In S. plicata eggs, differently from other species, the follicle cells are largely spaced. SEM observations of the cell basal regions highlight numerous membrane projections which build a highly dynamic and protective layer on the external part of the vitelline coat. This carpet-like membranous system is a newly found feature which could be considered as an egg device to balance the large gaps between the follicle cells. In this way in fact spermatozoa are offered a safe anchorage within the network of membrane projections. This suggestion is supported by the absence, in the follicle cells of S. plicata, of the alveolar structure which aids the crossing of spermatozoa, discovered in Ascidia malaca and A. aspersa (Villa and Patricolo, 1993). In the latter the authors have hypothesized that the alveolar structure, made of membrane protrusions arranged in a honey-comb fashion, could act as a “railway” in guiding the sperm across the interfollicular clefts towards the vitelline coat. A similar surface ornamentation of the follicle cells was also later described in H. roretzi by Fukumoto and Numakunai (1995).
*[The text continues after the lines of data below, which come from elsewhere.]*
PR #60, opened 2022-03-29
Export data density

ScottSoren:
#57 should merge first.

This allows the user to reduce the size on disk of an exported masurement by specifying a `time_step` in the export function.
Example result of such an export here: 

https://github.com/ScottSoren/Huang2021/blob/main/data/fig3ab.csv

Notice the "projected time / [s]" added to "aliases" which enables the Measurement to find it. It's tested only against the Huang2021 repository so far.

One more commit comming with documentation in NEXT_CHANGES.rst


NEXT_CHANGES.rst
```diff
@@ -11,3 +11,54 @@ links to relevant Issues, Discussions, and PR's on github with the following for
...
+
+- ``export()`` functions now take a ``time_step`` argument. It must be used together with
+  a ``tspan``. It is effective in reducing the file size of exported .csv's.
+
+- Renamed keyward argument: ``columns`` replaces ``v_list in exporters (``ECExporter`` in v0.2.0, ``ECMSExporter`` in 0.2.1)
+
+  The old name is deprecated.
+
+- ``ECMSExporter.export()`` functions now take a ``time_step`` argument. It must be used together with
+  a ``tspan``. It is effective in reducing the file size of exported .csv's.
```
AnnaWiniwarter, line 53: Is this a duplicate of line 45&46 (which seems to be more general)

AnnaWiniwarter (approved):
This is a nice idea, and works on the dataset I tested it on (as long as I choose a somewhat reasonable time_step (with 50s time step, cutting cvs into the actual cycles doesn't work anymore, but I think that's just for the lack of information, so I don't see this as a bug).

Out of curiosity though, why does it require that I select a tspan, in order to use time_step? I usually save the whole dataset as csv... (very nice though, I got an error message that provided the info I needed to get it to run)

(as usual, I didn't focus on reading the code, I trust @KennethNielsen will take care of this :)

NEXT_CHANGES.rst
ScottSoren: yes. fixed.

ScottSoren:
Hi @AnnaWiniwarter , I've fixed the RE_vs_RHE=0 thing here, and cleaned up the exported `aliases` mess a bit more. You may want to give it another look?

AnnaWiniwarter:
It's working for me now (the RHE problem)! Thanks for fixing. :)

src/ixdat/exporters/ecms_exporter.py
```diff
@@ -1,36 +1,67 @@
...
+        columns=None,
         tspan=None,
         mass_list=None,
         mol_list=None,
+        time_step=None,
     ):
-        if not v_list:
+        """Export a given measurement to a specified file.
+
+        To improve flexibility with inheritance, this method allocates its work to:
```
KennethNielsen, line 32: Good, but, as I understand it, that probably means that these methods fall through to `CSVExporter` via `ECExporter`, which is now what it inherits from. That is great, and all as intended, but I'm not quite sure that I think the comment will help a less programming inclined reader will understand that from the comment, but I may just be reading it wrong. What about something like:
```text
This method delegates the majority of the export work, via inheritance, to:
 - ...
 - ...
 - ...
```

KennethNielsen: In any case, I would suggest "delegates" instead of "allocates" in your original comment

src/ixdat/exporters/ecms_exporter.py
```diff
@@ -1,36 +1,67 @@
...
+        - CSVExporter.prepare_header_and_data()
+        - CSVExporter.write_header()
+        - CSVExporter.write_data()
+
+        Args:
```
KennethNielsen, line 37: Just as a general comment, it is a lot easier during review to ensure completeness of the Args list, if it is sorted the same way as the arguments :D

src/ixdat/exporters/ecms_exporter.py
```diff
@@ -1,36 +1,67 @@
...
+            measurement (Measurement): The measurement to export.
+                Defaults to self.measurement.
+                TODO: remove this kwarg. See conversation here:
+                   https://github.com/ixdat/ixdat/pull/30/files#r810926968
+            path_to_file (Path): The path to the file to write. If it has no suffix,
+                a .csv suffix is appended. Defaults to f"{measurement.name}.csv"
+            columns (list of str): The names of the data series to include. Defaults in
```
KennethNielsen, line 44: I think this one is a little generic. If you want to mention what it defaults to, you should probably (if it is possible) mention what it defaults to _in the case of an ECMS exporter_

src/ixdat/exporters/ecms_exporter.py
```diff
@@ -1,36 +1,67 @@
...
+                CSVExporter to all VSeries and TSeries in the measurement. This default
+                may be overwritten in inheriting exporters.
+            v_list: DEPRECATED. Use `columns` instead.
+            tspan (timespan): The timespan to include in the file, defaults to all of it
+            time_step (float): Optional. The time spacing between data points. Can be
```
KennethNielsen, line 49: Mention here, that it requires a tspan argument?

src/ixdat/exporters/sec_exporter.py
```diff
@@ -40,9 +39,7 @@ def default_export_columns(self):
         )
         return v_list
 
-    aliases = ECExporter.aliases
-
-    def prepare_header_and_data(self, measurement, v_list, tspan):
+    def prepare_header_and_data(self, measurement, v_list, tspan, time_step=None):
         """Do the standard ixdat csv export header preparation, plus SEC stuff.
```
KennethNielsen, line 43: Should this docstring refer to the ECExporter methods for explanation or args?

src/ixdat/plotters/ms_plotter.py
```diff
@@ -165,7 +165,7 @@ def plot_vs(
         unit=None,
         logplot=True,
         legend=True,
-        **kwargs,
+        **plot_kwargs,
```
KennethNielsen, line 168: This also looks like a change I have seen before :|

KennethNielsen: Or maybe it is just in a new plotter

KennethNielsen (changes requested):
Looks good. There are a few typos and such, but nothing serious.

One thing that I noted, is that when I click the like to the exported file, github is helpfully letting me know that there might be an issue with the CSV format at line 8, which is an exporter dict as JSON, most likely because there are lots of , in there. This will at the very least cause problems if you try to import the file elsewhere than in ixdat, which handles the header differently than as pure CSV. I don't necessarily think it should be handled here, but if you decide not to, let me know and I will make an issue for it.

NEXT_CHANGES.rst
```diff
@@ -11,3 +11,53 @@ links to relevant Issues, Discussions, and PR's on github with the following for
...
+  colors both the U-J curve in the lower panel and all the signals in the top panel,
+  so best to use with together with a ``mass_list`` or ``mol_list`` of length 1. (as of 0.2.1)
+
+exporters
+^^^^^^^^^
+
+- ``export()`` functions now take a ``time_step`` argument. It must be used together with
+  a ``tspan``. It is effective in reducing the file size of exported .csv's.
+
+- Renamed keyward argument: ``columns`` replaces ``v_list in exporters (``ECExporter`` in v0.2.0, ``ECMSExporter`` in 0.2.1)
```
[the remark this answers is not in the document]
ScottSoren: nice catch!

requirements-dev.txt
```diff
@@ -1,4 +1,4 @@
-black==22.1.0
+black==22.3.0
```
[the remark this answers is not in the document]
ScottSoren: That will be no problem.

src/ixdat/exporters/csv_exporter.py
```diff
@@ -48,31 +61,63 @@ def export(self, path_to_file=None, measurement=None, columns=None, tspan=None):
...
+        return aliases
+
+    def prepare_header_and_data(self, measurement, columns, tspan, time_step=None):
         """Prepare self.header_lines to include metadata and value-time pairs
 
         Args:
             measurement (Measurement): The measurement being exported
-            v_list (list of str): The names of the ValueSeries to include
+            columns (list of str): The names of the ValueSeries to include
             tspan (timespan): The timespan of the data to include in the export
```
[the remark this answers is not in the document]
ScottSoren: Nice. Done.

src/ixdat/exporters/csv_exporter.py
```diff
@@ -48,31 +61,63 @@ def export(self, path_to_file=None, measurement=None, columns=None, tspan=None):
...
         """
         columns_data = {}
         # list of the value names to export:
-        v_list = v_list or self.default_export_columns or list(measurement.value_names)
+        columns = columns or self.default_export_columns or list(measurement.value_names)
+        self.columns = columns
```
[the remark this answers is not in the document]
ScottSoren: Okay. But that makes the line more than 89 chars :(

src/ixdat/exporters/csv_exporter.py
```diff
@@ -48,31 +61,63 @@ def export(self, path_to_file=None, measurement=None, columns=None, tspan=None):
...
         s_list = []  # list of the series names to export.
         # s_list will also include names of TimeSeries.
 
+        if time_step:
+            if not tspan:
+                raise TypeError(
```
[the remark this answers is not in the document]
ScottSoren: yes and yes.

src/ixdat/exporters/csv_exporter.py
```diff
@@ -48,31 +61,63 @@ def export(self, path_to_file=None, measurement=None, columns=None, tspan=None):
...
+                    "A `time_spacing` can only be specified for an export if a `tspan` "
+                    "is also specified."
+                )
+            t = np.arange(start=tspan[0], stop=tspan[-1], step=time_step)
```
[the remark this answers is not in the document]
ScottSoren: I'll answer here, also for @AnnaWiniwarter : 

In general, a dataset of a hyphenated measurement technique can have a much longer timespan in some of its value series than others. Presently, the interpolation (in `grab_for_t`) uses the default `vp[0]` where `t<tp[0]` and `vp[-1]`  where `t>tp[-1]`, i.e. it repeats the endpoints. That results in some dumb-looking and space-wasting .csv's. Without requiring the user to think about what timespan they're exporting, they can in fact get **larger** files as a result of specifying a `time_step` .
Not sure where this belongs in documentation. I've added the requirement in the kwarg documentation.

src/ixdat/exporters/ecms_exporter.py
ScottSoren: both orders changed to be in sync

src/ixdat/exporters/sec_exporter.py
ScottSoren: yes.

src/ixdat/plotters/ms_plotter.py
ScottSoren: There's so many of these sneaky little kwargs that escaped a refactor.

ScottSoren:
@KennethNielsen , waiting for the green light :)

KennethNielsen (approved):
Looks good to go :)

In inseminated eggs of S. plicata the interfollicular spaces are almost devoid of spermatozoa, which instead are preferably scattered on the follicle cell covers. In other ascidian species, such as A. malaca and A. aspersa (Villa, 1977; Villa and Patricolo, 1992; 1993; Patricolo and Villa, 1995) sperm behaviour seems quite different, as spermatozoa mainly crowd the narrow interfollicular clefts and show mitochondrion translocation. In S. plicata, spermatozoa in contact with the egg do not present mitochondrion translocation; moreover, it seems that on impact with the follicle cell layer the spermatozoon head could cause the rupture of the follicle cell apical membrane owing to weakness of the latter.
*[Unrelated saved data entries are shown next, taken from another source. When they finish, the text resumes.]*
PR #66, opened 2022-04-04
debug for ecms_calibration_curve

ScottSoren:
A couple small things came up for debugging while attempting to use `ECMSMeasurement.ecms_calibration_curve()`. They are described in NEXT_CHANGES.rst


KennethNielsen:
> ... They are described in NEXT_CHANGES.rst

It's a nice side-effect, how that is kind of doubling as description here on the PR.

NEXT_CHANGES.rst
```diff
@@ -13,3 +13,38 @@ links to relevant Issues, Discussions, and PR's on github with the following for
...
 
+For ixdat 0.2.2
+===============
+
+API Changes
+-----------
+
+- ``ECMSMeasurement.ecms_calibration_curve()`` no longer returns axes by default.
+  Instead it only returns the calculated ``MSCalResult``. The axes on which the result
+  is plot can be returned by setting the keyword argument ``return_axes=True``
```
KennethNielsen, line 24: ... plotted...

NEXT_CHANGES.rst
```diff
@@ -13,3 +13,38 @@ links to relevant Issues, Discussions, and PR's on github with the following for
...
+  changes in specified columns (common ones include "file_number", "cycle_number", etc).
+  Especially useful for compound techniques with biologic potentiostats.
+
+Bug Fixes
+---------
+
+- ``ECMSMeasurement.ecms_calibration_curve()`` now plots on the correct axes when given
+  ``axes_measurement``.
+
+- Adding calibration data to a measurement with ``calibrate()`` now clears the cache.
```
KennethNielsen, line 37: Uhhh, that's nasty 😮

src/ixdat/measurements.py
```diff
@@ -926,6 +924,28 @@ def _build_selector_series(
...
+    def rebuild_selector(self, selector_string=None, columns=None, extra_columns=None):
+        """Build a new selector series for the measurement and cache it.
+
+        This can be useful if a user wants to change how their measurement counts
+        sections (for example, only count sections when technique or file number changes)
+
+        Args:
+            selector_string (str): The name to use for the selector series
+            columns (list): The list of demarcation series. The demarcation series have
+                to have the same tseries, which should be the one pointed to by the
```
KennethNielsen, line 936: I can't see this enforced, but I don't know if it should be or if I missed it.

KennethNielsen: Ah wait, maybe that's one of the warnings above.

src/ixdat/readers/zilien.py
```diff
@@ -35,10 +35,16 @@ def read(self, path_to_file, cls=None, name=None, **kwargs):
 
         from EC_MS import Zilien_Dataset
 
-        if cls is Measurement:
-            cls = ECMSMeasurement
-
-        if "technique" not in kwargs:
+        if "technique" in kwargs:
```
KennethNielsen, line 38: Nice. I'm actually re-writing the Zilien parser at this moment, but I will make sure to include this part.

src/ixdat/techniques/ec_ms.py
```diff
@@ -133,18 +134,20 @@ def ecms_calibration_curve(
                 Defaults to a new axis.
             axes_measurement (list of Axes): The EC-MS plot axes to highlight the
                 ms_calibration on. Defaults to None.
+            return_axes (bool): Whether to return the axes together with the MSCalResult.
+                Defaults to False.
```
KennethNielsen, line 138: Should this mention the three-part return value option, where setting this to True will return 2 objects, but three if axis_measurement is also given?

KennethNielsen (changes requested):
Looks good to me, only a few minor comments.

NEXT_CHANGES.rst
ScottSoren: super satisfying to fix though :)

src/ixdat/techniques/ec_ms.py
ScottSoren: Actually, there is no need to return axes_measurement, since the user of this function must already have them. So the function only has one or two returns based on the value of `return_axes`.

ScottSoren:
Awaiting your green light!

src/ixdat/techniques/ec_ms.py
KennethNielsen: I still don't think this does what the docstring says it should. As of now the docstring says:
```text
            ax (Axis): The axis on which to plot the ms_calibration curve result.
                Defaults to a new axis.
           ...
           return_axes (bool): Whether to return the axis on which the calibration is
                plotted together with the MSCalResult. Defaults to False.
        Return MSCalResult(, Axis): The result of the ms_calibration (and calibration
            curve axis if requested)
```
and the code says:
```python
        if ax and return_axes:
            if axes_measurement:
                return cal, ax, axes_measurement
            return cal, ax
```
but, there is no reason to test for ax, it will always be there. That is also the case further up. If this is meant as a way to allow toggling the plotting of the fit on/off, then the `ax` argument should probably default to None and the "new" option documented. But as it is now, the only way that ex will ever not be True is if the user explicitly provides an argument that evals to False, which since that option isn't documented, seems fairly exotic.

If, what you meant with the `ax` option merely was, that the user can choose **where** the fit is plotted, not if it is, then both tests in this method for `if ax` can be removed.

But back to the return values which was what we were originally talking about. There still exists the 3 value return, suggest it should be:
```python
if return_axis:
    return cal, ax
return ax
```
or if you want to allow for and document not having an ax:
```python
if return_axis and ax:
    return cal, ax
return ax
```

but I suspect that the first option is really what you want.

KennethNielsen:
> Awaiting your green light!

Just one of the comments still not resolved I think. Let me know when you have had a look.

ScottSoren:
In addition to fixing the return conditional you pointed out, this PR now also has an important thing:

- `MSMeasurement.grab_flux()` can take a `MSCalResult` as its first argument. This is now documented in NEXT_CHANGES.rst

KennethNielsen (approved):

PR #69, opened 2022-04-07
Zilien parser

ScottSoren:
So that I have the code on ixdat/ixdat for testing.


KennethNielsen:
@ScottSoren may I ask what it was that you needed here. I seems like a little roundabout workflow, that I think we should see if we can eliminate.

The follicle cells, described at LM as having a “clear vacuole” (Tucker, 1942) involved in flotation, in the present observations possesses a large, sponge-like granule, well visible after cell uncovering. The granule endows the cell with other functions; for instance, the frequent localization of spermatozoa on the follicle cell tops suggests for the latter a primarily attractant function. Moreover the displacement of the granule after sperm-egg impact could produce a shorter passage-way for sperm penetration through the vitelline coat. This likely passageway function of the follicle cells at fertilization must be added to the already described ones, even if at present it is not satisfactorily demonstrable; this hypothesis could be only supported by our observations on the decrease in fertilization rate of defollicled eggs.
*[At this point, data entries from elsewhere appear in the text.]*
PR #74, opened 2022-05-18
Add tspan selection based on selector for ECMS calibration

AnnaWiniwarter:
Motivated by the broader functionality of the calibration methods in EC_MS, I added an option to `ecms.ecms_calibration_curve` which automatically selects the tspans when given a list of selectors (e.g. cycles or different CP or CA segments). 
https://github.com/ScottSoren/EC_MS/blob/f7c12f9f2180950ca929d6da9ca2767479a2e106/src/EC_MS/Calibration.py

Because of the limitations of the syntax of `.select_values()` and my Python skills, the code is currently pretty ugly. Please have a look and let me know if you have any suggestions for improvement.

### DIFF
--- a/src/ixdat/techniques/ec_ms.py
+++ b/src/ixdat/techniques/ec_ms.py
@@ -118,7 +118,7 @@ class ECMSMeasurement(ECMeasurement, MSMeasurement):
         tspan_list=None,
         selector_list=None,
         selector_name=None,
-        tspan_steady_pulse=0,
+        t_steady_pulse=0,
         tspan_bg=None,
         ax="new",
         axes_measurement=None,
@@ -149,7 +149,7 @@ class ECMSMeasurement(ECMeasurement, MSMeasurement):
         n_list = []
         if not tspan_list:
             tspan_list = self._get_tspan_list(selector_list,
-                                              selector_name, tspan_steady_pulse)
+                                              selector_name, t_steady_pulse)
         for tspan in tspan_list:
             Y = self.integrate_signal(mass, tspan=tspan, tspan_bg=tspan_bg, ax=axis_ms)
             # FIXME: plotting current by giving integrate() an axis doesn't work great.
@@ -187,7 +187,7 @@ class ECMSMeasurement(ECMeasurement, MSMeasurement):
             self,
             selector_list,
             selector_name=None,
-            tspan_steady_pulse=0,
+            t_steady_pulse=0,
     ):
         """
         Generate a t_span list from input of selectors.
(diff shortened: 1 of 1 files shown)


src/ixdat/techniques/ec_ms.py
```diff
@@ -177,6 +183,45 @@ def ecms_calibration_curve(
...
+                                                refer to data['selector']
+            tspan_steady_pulse (float): length of steady state pulse period to integrate
+                                    (will choose the last x seconds)
+
+        Returns tspan_list(list of tspan)
+        """
+        t_index = -1
+        if tspan_steady_pulse == 0:
+            t_index = 0
+        if not selector_name or selector_name == "selector":
```
ScottSoren, line 208: Aah, I see, this is why it was annoying that `select` took kwargs rather than strings to identify the name of the value to be selected for. There is, however, this way around this, using the `**kwargs` trick in reverse:
You can use `self.select_values(**{selector_name: selector_value})`

If you prefer to leave the code as it is, then you should specify in the docstring (here and in `ecms_calibration_curve` that selector_name can only be "selector", "cycle", or "Ns".


An annoying problem with the `**kwargs notation` is that there can be no spaces or wierd characters in `selector_name` for this to work, whereas in general ixdat `DataSeries` can have any string as their name. This should maybe be written in the docstring.
I think that `Measurement.select_value`, at least, should have the option of specifying the `selector_name` as a string rather than with the `**kwargs` trick, so that for it's possible to select for data series that have spaces or wierd characters in their names. I will open an Issue on this for now.

src/ixdat/techniques/ec_ms.py
```diff
@@ -177,6 +183,45 @@ def ecms_calibration_curve(
...
+    ):
+        """
+        Generate a t_span list from input of selectors.
+
+        Args:
+            selector_list (list of selector): selector numbers that define the
+                                            tspans over which data should be integrated
+            selector_name (str): selector name that should be, which by default will
+                                                refer to data['selector']
+            tspan_steady_pulse (float): length of steady state pulse period to integrate
```
ScottSoren, line 200: I think this should just be called `t_steady_pulse`. The use of `tspan` to me indicates it should be a `(t_start, t_end)` tuple.

ScottSoren (commented):
Hi @AnnaWiniwarter ,

This looks great!
I have a couple comments here. One about `**kwarg` trick in reverse to make the code simpler (and an apology that there's not a way around it right now), and an argument name.
In addition to that, there's two more things I need in order to merge this PR:
1. Formatting. Right now it fails flake8, and thus gets the red x with the github tools :(, because some lines are too long (max length is 89 chars).
2. Write what you did in NEXT_CHANGES.rst

src/ixdat/techniques/ec_ms.py
ScottSoren: Issue now opened on this: #77

AnnaWiniwarter: ahh, I wasn't familiar with how to use the **kwargs trick in reverse. I tried with the dict without the stars and it didnt work, so I concluded it doesnt work. That's a much neater solution than mine. :)

AnnaWiniwarter:
I made the changes you suggested, the reverse **kwargs trick is working! :) 
I also made sure that no lines are longer than 89 characters, and I'm using Spyder's automatic linting and code formatting using autopep8, but it still failed the checks. :( Any suggestions what else I need to do to pass?

ScottSoren:
Hey Anna,

This looks good! 

I think it's the indentation in multi-line function calls that triggers the style police. It doesn't fail linting any more, it fails a "check black formatting" step that Kenneth put in. Best just to use black and move on from all formatting discussions ;) . No worries though, lets just get this merged. 

Just needs a few sentences in NEXT_CHANGES.rst. I'll do that this time since it's quick and since I was slow to respond on this PR, but it saves time both when reviewing a PR and when when preparing a release if the person making the PR does it!

AnnaWiniwarter:
thanks for adding the sentences to NEXT_CHANGES. I realised I had forgotten about this after I committed the update, but didnt have time to add it since. Will try to remember next time! :)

It is widely known that the follicle cells represent the earlier barrier encountered by spermatozoa after insemination and that, besides the role they have in common with all species, they also play species-specific functions. One of these is the early discrimination of heterospecific spermatozoa; it has been observed, in fact, that in ascidian interspecific fertilization, e.g. A. malaca and A. aspersa (Villa and Patricolo, 1992; Patricolo and Villa, 1992; 1995) the follicle cells constitute a hybridization barrier, acting as the primary recognition site. Foreign spermatozoa initially interacting with the follicle cell layer remain on its surface, leaving the interfollicular clefts empty; however, other functions are performed, such as mucus secretion, sperm attraction, entrapment and phagocytosis and, to a lesser extent, sperm mitochondrion translocation. Therefore, even if the species-specific block is ensured by the vitelline coat (Rosati and De Santis, 1978; Honegger, 1986; Lambert, 1986) the follicle cells undoubtedly act as the first obstacle to heterospecific sperm penetration.